What will it take for an American – heck, a Canadian (don’t snicker) or a European – to win a marathon major? Do we need a Rob Sloan kind of effort?
Maybe New York is just waiting for…ME.** A natural born American hasn’t won New York since 1979 (Bill Rodgers). Meb (2009) and Alberto Salazar (3 times) won it since but, like Obama***, they were born elsewhere and later became Americans. I was born in Michigan. I have all of my teeth, never played Spin the Bottle with an unattractive relative, and, during two winters of my youth, spent an inordinate amount of time on a snowmobile. I’m as American as excessive flag waving and an inflated sense of entitlement. So, why not me? I feel like I’m entitled. U-S-A, U-S-A!
One little problem. You see, after the whole Boston dust-up this year where they reworked the entrance requirements (i.e. tightened the standards forcing all of us to work harder), I figured it was the first domino that would eventually sweep through all of the major marathons. Every large, popular race would re-evaluate their registration process/entrance requirements. New York, known for its exhaustive lottery system, also has a backdoor entrance. Well, I’m a backdoor kind of guy.****For 2011, a man of my age could automatically qualify and avoid the lottery by running a half marathon in less than 1:30. Really, just 1:30? Really. So, bingo, I knocked off a couple of 1:26-7ish’s this year preparing for the 2012 registration. Based on 2011 standards, I was NYQ’ed!
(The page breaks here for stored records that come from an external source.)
PR #25537, opened 2024-12-03
feat: store reconstructed deployment in state and update references

### LINKED ISSUE #24817: Reconstruct deployment for a single resource

lenaschoenburg:
This adds an applier for the Deployment/Reconstructed event that:
1. Stores the deployment with all its metadata in the deployment state
2. Updates persisted processes, lookup tables and in-memory caches to point to the new deployment key
2. Updates persisted forms, lookup tables and in-memory caches to point to the new deployment key
2. Updates persisted decisions, lookup tables and in-memory caches to point to the new deployment key

Depends on #25487 
Closes #24817


lenaschoenburg:
This is on hold for now, we'll come back to this later.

You can see where this is going right?
That’s right, sons of bitches changed the standard for 2012. I knew it was probably coming but hoping they wouldn’t adjust for one more year. Or, at least, it’d only drop to 1:27. To auto-qualify for 2012, now I’d have to run below 1:23 in a half marathon. 1:23? Am I a fucking ROBOT? Who does that? Do they not realize how many Tootsie Rolls I’ve been eating? Jesus H. Beardsley on a popsicle stick…that’s quite a requirement change.
They’ve also renovated the traditional lottery system so, if you were interested, you better check the new requirements. All of these changes seem designed to specifically keep me away from their marathon. Clever...a more subtle version of a restraining order. I guess they’re not interested in a natural born American winner. And, make no mistake, I was coming to win.
Well, I still want to run NY just to put another notch on my Asics so…I could chance it in the lottery or roll up my sleeves and make my dreams a reality through my sweat, determination, and solid Midwestern work ethic.
In other words, lottery, here I come!
*Could I suggest another though? How ‘bout “Man Continues Abusing Children For Years After All Notified Adults Have Met Their Legally Obligated, Contractual Reporting Requirements So, You Know, Not Their Fault”.
**See how I casually pivoted the conversation back to me? Don’t like it? Screw you, it’s my blog and narcissism reigns around here.
***Take it easy, just throwing the Tea Partiers a bone.
****You know what I mean.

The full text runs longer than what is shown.